#### [What is expected]
Please copy out the lines in the entries that contain "being".

#### [Raw data]
------
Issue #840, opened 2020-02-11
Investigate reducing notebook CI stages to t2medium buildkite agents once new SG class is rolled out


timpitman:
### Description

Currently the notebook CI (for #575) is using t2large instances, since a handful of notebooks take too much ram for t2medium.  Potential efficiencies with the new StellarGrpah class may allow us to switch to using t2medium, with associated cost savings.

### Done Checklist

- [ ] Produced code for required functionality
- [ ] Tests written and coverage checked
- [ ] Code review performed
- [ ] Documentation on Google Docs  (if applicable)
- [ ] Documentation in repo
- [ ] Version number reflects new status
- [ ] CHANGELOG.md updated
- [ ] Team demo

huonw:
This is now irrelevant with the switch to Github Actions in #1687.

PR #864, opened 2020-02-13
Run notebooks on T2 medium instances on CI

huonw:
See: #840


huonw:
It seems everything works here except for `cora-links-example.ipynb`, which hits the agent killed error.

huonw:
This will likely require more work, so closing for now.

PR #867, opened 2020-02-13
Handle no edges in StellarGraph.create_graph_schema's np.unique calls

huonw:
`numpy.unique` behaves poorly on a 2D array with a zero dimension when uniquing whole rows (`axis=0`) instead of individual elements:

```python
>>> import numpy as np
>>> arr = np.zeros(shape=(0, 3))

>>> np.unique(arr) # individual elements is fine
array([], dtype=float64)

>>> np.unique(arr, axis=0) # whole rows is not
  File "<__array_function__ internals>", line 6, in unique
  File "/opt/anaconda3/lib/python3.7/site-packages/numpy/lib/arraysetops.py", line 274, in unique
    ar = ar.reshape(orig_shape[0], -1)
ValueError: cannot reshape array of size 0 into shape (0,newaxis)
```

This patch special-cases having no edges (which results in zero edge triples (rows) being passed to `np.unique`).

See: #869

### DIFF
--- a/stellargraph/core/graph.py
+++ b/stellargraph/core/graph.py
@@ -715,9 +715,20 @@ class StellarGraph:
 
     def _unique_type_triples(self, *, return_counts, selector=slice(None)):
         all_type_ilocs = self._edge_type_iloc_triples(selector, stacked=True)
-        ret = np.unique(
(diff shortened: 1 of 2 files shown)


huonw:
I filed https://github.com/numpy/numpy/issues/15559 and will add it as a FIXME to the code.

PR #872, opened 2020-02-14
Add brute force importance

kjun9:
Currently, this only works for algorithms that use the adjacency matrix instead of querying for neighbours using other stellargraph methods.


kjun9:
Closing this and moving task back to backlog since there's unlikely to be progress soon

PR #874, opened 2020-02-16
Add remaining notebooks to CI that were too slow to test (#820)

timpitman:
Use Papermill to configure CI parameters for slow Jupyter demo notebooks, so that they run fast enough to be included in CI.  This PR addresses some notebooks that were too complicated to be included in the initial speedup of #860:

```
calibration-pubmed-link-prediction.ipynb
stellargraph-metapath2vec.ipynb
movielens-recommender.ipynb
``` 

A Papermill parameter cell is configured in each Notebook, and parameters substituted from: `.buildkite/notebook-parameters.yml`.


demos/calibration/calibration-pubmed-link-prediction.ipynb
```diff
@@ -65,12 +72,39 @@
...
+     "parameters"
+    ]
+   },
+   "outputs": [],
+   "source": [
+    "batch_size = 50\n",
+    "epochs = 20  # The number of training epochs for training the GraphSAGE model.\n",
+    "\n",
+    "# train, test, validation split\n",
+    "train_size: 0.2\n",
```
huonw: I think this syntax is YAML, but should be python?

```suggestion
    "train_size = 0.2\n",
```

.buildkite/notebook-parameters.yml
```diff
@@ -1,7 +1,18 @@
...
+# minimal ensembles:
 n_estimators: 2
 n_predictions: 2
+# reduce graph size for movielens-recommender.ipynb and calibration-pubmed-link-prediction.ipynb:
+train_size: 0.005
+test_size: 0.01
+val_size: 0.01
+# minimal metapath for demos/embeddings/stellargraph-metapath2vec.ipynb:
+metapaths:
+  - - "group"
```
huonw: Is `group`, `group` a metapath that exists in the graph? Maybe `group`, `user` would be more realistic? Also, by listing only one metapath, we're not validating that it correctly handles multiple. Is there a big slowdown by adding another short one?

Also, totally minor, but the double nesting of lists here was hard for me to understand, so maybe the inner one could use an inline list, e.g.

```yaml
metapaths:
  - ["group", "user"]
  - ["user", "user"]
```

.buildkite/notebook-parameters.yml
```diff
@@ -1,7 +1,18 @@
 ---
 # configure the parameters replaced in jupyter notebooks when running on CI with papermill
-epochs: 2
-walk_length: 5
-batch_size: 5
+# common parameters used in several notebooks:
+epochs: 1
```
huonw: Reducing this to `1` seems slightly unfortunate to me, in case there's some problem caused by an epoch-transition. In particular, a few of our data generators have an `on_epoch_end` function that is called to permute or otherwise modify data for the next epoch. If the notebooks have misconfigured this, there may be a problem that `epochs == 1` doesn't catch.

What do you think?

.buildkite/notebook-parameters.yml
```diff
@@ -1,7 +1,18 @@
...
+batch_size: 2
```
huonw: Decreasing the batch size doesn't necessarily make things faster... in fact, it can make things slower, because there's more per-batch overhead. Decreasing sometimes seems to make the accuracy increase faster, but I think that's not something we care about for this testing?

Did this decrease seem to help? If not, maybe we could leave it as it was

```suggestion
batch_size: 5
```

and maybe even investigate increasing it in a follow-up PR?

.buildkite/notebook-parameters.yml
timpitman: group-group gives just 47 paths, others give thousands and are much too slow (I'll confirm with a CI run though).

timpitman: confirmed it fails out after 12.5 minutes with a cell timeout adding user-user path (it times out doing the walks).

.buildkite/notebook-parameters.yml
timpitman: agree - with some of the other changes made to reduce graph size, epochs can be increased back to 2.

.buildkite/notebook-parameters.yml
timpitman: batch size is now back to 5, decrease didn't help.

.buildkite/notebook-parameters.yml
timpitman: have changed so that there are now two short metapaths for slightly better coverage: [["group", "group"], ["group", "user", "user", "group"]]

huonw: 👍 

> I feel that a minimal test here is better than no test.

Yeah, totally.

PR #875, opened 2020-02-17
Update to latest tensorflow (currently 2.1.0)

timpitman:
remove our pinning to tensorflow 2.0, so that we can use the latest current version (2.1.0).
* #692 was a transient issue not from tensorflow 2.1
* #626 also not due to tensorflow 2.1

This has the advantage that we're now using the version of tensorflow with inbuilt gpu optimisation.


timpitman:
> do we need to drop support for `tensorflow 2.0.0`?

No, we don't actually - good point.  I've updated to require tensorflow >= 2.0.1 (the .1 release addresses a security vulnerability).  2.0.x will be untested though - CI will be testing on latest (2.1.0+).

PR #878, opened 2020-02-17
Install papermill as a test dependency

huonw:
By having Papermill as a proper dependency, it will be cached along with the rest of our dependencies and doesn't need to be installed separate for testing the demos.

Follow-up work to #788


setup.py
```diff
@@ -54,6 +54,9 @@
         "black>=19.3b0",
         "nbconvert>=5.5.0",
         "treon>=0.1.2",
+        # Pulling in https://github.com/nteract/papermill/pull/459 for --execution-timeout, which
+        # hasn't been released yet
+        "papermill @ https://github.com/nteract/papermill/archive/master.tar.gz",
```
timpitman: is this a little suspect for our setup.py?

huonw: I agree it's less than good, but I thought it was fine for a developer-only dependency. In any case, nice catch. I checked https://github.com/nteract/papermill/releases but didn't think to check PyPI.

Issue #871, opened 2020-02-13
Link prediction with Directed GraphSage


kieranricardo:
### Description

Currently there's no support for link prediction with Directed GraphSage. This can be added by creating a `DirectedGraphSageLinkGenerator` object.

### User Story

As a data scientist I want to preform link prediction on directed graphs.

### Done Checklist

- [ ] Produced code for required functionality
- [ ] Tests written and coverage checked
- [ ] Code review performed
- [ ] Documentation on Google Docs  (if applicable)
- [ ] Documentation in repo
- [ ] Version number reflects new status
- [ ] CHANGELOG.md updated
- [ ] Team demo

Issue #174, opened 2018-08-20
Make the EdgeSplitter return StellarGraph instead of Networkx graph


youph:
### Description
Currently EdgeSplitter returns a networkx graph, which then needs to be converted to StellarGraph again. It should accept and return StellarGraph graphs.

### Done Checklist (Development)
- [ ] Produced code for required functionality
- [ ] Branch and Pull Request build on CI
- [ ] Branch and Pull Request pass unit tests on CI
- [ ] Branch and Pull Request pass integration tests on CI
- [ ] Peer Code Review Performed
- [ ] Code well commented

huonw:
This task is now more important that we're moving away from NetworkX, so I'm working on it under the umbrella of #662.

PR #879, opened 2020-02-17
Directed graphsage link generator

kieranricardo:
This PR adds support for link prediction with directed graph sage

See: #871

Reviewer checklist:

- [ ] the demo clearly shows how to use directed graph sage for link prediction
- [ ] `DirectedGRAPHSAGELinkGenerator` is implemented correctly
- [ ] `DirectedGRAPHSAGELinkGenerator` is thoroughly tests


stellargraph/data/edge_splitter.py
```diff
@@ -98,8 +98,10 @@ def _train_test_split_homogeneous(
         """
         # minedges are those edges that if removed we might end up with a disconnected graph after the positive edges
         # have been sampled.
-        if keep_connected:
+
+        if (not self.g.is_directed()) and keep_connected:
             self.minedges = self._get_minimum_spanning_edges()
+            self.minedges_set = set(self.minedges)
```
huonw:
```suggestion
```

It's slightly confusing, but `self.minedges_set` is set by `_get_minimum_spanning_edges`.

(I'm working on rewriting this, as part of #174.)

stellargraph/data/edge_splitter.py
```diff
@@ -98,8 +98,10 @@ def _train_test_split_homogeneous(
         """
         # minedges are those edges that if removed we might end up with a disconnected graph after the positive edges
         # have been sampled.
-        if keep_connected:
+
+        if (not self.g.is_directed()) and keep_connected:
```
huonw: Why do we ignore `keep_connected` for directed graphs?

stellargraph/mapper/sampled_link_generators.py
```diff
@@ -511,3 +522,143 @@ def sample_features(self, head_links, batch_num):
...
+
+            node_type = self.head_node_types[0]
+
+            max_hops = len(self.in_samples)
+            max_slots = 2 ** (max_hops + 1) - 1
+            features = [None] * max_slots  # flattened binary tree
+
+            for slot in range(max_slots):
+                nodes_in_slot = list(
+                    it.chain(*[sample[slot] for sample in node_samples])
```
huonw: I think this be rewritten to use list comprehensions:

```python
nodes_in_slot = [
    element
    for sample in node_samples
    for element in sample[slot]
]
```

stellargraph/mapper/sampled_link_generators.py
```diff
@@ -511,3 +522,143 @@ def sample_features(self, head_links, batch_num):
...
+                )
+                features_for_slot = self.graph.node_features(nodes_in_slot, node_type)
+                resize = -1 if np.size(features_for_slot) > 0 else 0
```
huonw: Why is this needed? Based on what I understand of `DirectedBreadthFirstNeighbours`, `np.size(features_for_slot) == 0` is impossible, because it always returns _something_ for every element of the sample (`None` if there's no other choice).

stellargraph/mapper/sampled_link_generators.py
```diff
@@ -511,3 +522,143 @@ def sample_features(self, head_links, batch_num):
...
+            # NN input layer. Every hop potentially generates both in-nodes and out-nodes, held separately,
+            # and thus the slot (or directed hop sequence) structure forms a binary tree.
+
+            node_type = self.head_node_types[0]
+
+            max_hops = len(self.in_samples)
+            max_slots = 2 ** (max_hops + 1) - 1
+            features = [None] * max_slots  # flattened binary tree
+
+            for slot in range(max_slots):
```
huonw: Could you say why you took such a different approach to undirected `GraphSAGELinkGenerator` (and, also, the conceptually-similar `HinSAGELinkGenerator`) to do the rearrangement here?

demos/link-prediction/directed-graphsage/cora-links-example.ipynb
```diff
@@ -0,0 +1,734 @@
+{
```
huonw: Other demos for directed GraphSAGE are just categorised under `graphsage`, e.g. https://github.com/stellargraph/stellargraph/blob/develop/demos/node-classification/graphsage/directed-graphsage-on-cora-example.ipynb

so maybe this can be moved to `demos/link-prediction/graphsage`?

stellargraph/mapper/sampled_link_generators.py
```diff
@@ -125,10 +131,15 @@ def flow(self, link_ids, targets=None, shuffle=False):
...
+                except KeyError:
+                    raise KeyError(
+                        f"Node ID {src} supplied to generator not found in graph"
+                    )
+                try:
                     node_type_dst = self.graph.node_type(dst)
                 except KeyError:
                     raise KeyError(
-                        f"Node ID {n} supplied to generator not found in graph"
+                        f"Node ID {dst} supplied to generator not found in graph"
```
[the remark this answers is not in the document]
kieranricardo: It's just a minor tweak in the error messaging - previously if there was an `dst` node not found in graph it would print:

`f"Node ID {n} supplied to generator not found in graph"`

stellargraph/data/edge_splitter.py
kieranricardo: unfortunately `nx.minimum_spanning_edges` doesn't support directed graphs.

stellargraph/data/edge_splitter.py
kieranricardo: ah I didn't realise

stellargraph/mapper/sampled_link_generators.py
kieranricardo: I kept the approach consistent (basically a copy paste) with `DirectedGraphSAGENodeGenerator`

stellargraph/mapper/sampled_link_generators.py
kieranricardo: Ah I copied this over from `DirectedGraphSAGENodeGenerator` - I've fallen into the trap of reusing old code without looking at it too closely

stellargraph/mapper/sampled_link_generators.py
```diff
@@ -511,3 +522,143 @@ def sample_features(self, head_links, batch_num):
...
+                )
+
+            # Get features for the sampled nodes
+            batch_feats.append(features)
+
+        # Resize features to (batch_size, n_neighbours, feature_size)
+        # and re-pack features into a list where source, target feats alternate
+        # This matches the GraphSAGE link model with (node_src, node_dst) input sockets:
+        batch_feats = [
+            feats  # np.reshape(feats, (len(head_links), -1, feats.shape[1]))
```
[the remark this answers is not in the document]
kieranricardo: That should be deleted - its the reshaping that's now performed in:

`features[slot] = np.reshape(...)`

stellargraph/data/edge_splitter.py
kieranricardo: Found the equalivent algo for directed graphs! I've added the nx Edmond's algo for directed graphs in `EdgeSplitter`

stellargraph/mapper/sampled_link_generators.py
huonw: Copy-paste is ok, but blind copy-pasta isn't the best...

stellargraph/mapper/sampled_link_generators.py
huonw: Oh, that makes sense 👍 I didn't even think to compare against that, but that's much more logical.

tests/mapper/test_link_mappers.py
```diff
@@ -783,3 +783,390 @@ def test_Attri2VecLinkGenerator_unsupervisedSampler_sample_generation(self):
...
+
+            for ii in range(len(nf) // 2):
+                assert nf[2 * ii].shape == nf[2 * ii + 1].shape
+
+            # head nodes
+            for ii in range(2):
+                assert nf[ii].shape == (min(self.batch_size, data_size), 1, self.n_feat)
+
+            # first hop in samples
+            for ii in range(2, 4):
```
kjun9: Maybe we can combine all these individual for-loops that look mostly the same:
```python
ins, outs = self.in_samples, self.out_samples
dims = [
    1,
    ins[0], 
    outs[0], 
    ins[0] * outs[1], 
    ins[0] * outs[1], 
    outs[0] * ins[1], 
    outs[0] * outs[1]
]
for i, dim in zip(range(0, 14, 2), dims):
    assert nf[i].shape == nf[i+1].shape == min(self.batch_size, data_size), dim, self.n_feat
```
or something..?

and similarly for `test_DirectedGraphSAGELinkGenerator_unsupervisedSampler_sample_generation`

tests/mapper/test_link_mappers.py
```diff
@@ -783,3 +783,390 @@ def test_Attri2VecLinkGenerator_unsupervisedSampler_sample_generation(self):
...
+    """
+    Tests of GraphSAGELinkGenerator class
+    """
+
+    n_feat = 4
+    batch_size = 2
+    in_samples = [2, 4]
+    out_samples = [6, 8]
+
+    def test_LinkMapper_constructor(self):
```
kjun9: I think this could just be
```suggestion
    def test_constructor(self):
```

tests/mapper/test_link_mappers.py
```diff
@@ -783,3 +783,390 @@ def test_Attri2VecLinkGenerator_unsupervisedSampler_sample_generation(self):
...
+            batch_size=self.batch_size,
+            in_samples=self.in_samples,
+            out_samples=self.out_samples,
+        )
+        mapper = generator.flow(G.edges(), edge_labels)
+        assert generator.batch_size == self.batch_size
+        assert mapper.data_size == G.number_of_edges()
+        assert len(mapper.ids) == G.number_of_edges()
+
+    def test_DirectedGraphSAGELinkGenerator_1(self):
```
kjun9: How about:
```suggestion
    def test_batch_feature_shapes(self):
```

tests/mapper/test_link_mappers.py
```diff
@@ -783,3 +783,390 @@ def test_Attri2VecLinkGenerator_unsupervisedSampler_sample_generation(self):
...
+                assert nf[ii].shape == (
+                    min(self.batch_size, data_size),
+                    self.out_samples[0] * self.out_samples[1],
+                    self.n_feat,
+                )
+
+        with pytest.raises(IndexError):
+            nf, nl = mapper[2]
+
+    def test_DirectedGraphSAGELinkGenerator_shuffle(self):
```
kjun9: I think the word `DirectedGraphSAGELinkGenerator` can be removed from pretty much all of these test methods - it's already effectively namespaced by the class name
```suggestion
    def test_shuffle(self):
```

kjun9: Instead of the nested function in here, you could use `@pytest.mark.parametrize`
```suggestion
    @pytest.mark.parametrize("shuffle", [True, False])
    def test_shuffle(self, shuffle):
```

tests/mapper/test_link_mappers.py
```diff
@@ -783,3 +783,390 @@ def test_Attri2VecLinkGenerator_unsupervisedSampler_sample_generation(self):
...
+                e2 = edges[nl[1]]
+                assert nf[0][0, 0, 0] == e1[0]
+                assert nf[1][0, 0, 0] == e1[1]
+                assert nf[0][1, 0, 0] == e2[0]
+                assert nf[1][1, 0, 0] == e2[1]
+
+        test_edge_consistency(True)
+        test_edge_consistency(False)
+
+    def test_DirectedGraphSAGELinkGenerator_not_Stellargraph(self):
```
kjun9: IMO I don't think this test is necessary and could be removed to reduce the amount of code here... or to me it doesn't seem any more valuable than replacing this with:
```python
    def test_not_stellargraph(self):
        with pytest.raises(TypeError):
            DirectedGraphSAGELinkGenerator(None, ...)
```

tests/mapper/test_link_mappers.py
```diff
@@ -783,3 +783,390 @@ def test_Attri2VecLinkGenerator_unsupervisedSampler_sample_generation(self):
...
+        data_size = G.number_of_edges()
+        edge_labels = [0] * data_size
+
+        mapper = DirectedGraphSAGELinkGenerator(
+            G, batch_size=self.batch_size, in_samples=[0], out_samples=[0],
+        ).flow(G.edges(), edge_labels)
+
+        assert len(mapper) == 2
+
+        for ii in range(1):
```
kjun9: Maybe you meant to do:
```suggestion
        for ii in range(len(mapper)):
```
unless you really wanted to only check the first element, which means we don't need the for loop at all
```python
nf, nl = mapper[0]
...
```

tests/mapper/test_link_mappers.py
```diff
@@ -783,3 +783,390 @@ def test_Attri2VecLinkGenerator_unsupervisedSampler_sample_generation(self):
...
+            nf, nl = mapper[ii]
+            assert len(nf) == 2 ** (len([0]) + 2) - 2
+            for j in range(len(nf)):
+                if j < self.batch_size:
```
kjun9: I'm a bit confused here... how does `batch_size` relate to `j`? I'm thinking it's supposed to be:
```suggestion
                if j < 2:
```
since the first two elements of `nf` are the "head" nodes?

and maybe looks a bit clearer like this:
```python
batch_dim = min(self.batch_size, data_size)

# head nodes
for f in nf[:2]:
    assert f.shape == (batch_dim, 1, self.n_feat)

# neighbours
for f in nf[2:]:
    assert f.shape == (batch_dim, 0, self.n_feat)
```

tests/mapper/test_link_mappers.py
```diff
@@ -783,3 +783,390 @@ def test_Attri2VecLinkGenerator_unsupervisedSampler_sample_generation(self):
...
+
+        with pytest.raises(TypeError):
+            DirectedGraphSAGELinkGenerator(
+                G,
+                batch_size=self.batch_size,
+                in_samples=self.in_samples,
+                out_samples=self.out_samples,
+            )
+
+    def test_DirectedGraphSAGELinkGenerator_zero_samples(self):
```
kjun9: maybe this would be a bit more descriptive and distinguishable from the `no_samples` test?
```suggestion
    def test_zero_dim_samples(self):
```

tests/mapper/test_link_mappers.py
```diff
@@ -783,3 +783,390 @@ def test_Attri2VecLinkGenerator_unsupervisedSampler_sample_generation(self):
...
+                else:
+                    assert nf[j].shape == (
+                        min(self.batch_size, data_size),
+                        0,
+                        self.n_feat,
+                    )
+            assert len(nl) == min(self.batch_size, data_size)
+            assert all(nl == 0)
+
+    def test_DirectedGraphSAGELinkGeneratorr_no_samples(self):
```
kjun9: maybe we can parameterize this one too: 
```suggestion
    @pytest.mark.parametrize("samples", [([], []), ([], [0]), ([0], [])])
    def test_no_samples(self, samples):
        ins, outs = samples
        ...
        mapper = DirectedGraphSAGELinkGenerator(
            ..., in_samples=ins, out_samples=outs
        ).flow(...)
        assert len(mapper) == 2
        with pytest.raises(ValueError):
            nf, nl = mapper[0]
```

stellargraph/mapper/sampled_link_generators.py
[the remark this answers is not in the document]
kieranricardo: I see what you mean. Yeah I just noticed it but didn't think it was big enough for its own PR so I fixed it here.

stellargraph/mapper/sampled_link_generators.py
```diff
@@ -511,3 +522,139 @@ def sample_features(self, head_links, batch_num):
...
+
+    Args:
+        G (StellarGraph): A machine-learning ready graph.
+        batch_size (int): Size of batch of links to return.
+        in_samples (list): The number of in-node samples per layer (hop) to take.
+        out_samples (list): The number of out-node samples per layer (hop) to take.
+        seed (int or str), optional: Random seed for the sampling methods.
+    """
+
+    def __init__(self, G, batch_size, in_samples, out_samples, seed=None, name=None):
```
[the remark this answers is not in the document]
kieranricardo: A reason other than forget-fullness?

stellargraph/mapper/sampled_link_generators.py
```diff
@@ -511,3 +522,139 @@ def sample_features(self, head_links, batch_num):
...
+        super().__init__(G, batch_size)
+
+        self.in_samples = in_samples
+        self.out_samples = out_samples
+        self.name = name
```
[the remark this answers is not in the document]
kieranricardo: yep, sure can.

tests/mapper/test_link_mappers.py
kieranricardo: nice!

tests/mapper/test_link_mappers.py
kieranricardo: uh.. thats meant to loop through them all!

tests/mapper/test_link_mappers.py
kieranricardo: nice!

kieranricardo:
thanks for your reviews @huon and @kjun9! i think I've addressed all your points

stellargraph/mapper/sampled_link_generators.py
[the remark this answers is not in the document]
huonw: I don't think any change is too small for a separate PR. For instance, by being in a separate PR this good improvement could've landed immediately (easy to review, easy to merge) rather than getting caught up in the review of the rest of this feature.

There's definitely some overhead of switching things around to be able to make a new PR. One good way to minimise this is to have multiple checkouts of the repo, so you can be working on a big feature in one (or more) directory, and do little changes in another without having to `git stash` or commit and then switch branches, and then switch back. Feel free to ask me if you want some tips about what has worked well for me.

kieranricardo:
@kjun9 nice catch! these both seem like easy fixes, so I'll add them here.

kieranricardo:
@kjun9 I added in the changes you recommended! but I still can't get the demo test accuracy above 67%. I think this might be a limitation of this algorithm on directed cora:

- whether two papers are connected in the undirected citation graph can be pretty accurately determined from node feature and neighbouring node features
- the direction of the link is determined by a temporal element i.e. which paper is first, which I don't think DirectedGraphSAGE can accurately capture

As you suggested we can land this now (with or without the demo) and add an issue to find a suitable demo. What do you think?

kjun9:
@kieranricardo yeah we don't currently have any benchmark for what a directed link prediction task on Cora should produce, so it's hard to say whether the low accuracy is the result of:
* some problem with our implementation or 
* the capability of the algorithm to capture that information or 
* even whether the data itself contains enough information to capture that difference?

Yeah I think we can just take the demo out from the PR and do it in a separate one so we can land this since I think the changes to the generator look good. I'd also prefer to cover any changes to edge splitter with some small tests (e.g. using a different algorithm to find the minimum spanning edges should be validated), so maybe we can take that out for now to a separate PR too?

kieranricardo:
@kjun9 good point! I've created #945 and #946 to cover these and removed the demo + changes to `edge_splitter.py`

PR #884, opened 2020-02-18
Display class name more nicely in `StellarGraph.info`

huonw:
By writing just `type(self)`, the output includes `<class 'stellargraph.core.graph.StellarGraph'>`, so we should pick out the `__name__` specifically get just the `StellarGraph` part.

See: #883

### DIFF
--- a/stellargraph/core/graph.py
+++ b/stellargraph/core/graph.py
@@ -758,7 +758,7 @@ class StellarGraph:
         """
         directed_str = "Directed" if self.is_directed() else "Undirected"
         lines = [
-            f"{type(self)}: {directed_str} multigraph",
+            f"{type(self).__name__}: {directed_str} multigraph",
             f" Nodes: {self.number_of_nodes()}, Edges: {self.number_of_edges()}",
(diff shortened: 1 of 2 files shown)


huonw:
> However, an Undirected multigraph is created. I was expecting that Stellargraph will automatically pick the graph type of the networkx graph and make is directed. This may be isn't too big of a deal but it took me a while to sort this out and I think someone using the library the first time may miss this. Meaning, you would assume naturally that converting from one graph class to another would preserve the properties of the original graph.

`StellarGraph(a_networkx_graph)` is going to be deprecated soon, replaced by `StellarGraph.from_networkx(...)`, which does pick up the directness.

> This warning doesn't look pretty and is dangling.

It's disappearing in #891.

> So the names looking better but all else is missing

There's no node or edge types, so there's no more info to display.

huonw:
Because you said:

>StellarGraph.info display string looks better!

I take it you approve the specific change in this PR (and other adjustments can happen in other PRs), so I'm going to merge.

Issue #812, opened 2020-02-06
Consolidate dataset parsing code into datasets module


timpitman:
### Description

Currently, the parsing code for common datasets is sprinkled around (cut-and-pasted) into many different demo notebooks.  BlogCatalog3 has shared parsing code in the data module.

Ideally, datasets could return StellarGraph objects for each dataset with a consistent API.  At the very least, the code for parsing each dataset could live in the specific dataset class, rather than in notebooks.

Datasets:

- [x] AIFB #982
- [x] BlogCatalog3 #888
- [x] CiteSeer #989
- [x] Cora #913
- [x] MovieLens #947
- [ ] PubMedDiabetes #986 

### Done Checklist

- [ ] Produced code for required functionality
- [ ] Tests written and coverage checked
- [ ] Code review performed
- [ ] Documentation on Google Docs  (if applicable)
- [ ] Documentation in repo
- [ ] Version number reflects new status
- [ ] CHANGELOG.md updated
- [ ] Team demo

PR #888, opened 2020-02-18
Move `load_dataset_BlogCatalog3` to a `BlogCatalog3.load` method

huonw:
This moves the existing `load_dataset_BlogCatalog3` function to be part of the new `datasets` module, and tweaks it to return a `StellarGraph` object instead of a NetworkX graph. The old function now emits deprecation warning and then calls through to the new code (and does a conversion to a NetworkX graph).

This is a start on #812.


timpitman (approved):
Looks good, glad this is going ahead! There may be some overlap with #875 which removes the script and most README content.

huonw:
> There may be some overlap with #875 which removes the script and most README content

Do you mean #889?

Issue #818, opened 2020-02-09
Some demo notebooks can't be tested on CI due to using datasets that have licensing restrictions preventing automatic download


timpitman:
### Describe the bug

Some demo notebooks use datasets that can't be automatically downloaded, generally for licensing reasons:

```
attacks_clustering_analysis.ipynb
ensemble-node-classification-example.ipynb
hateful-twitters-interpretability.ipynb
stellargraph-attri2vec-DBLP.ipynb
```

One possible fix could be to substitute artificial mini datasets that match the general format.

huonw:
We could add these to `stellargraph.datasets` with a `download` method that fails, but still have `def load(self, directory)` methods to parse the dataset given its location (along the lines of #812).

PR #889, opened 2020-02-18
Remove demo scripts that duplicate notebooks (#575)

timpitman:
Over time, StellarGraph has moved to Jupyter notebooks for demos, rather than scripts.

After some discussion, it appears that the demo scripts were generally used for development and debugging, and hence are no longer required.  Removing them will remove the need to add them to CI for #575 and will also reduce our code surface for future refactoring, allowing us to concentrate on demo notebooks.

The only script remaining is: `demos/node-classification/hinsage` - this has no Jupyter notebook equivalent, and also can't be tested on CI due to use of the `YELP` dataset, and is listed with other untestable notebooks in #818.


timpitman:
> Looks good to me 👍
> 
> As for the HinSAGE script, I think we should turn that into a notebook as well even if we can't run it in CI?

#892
------
#### [Response]
This patch special-cases having no edges (which results in zero edge triples (rows) being passed to `np.unique`).
huonw: I don't think any change is too small for a separate PR. For instance, by being in a separate PR this good improvement could've landed immediately (easy to review, easy to merge) rather than getting caught up in the review of the rest of this feature.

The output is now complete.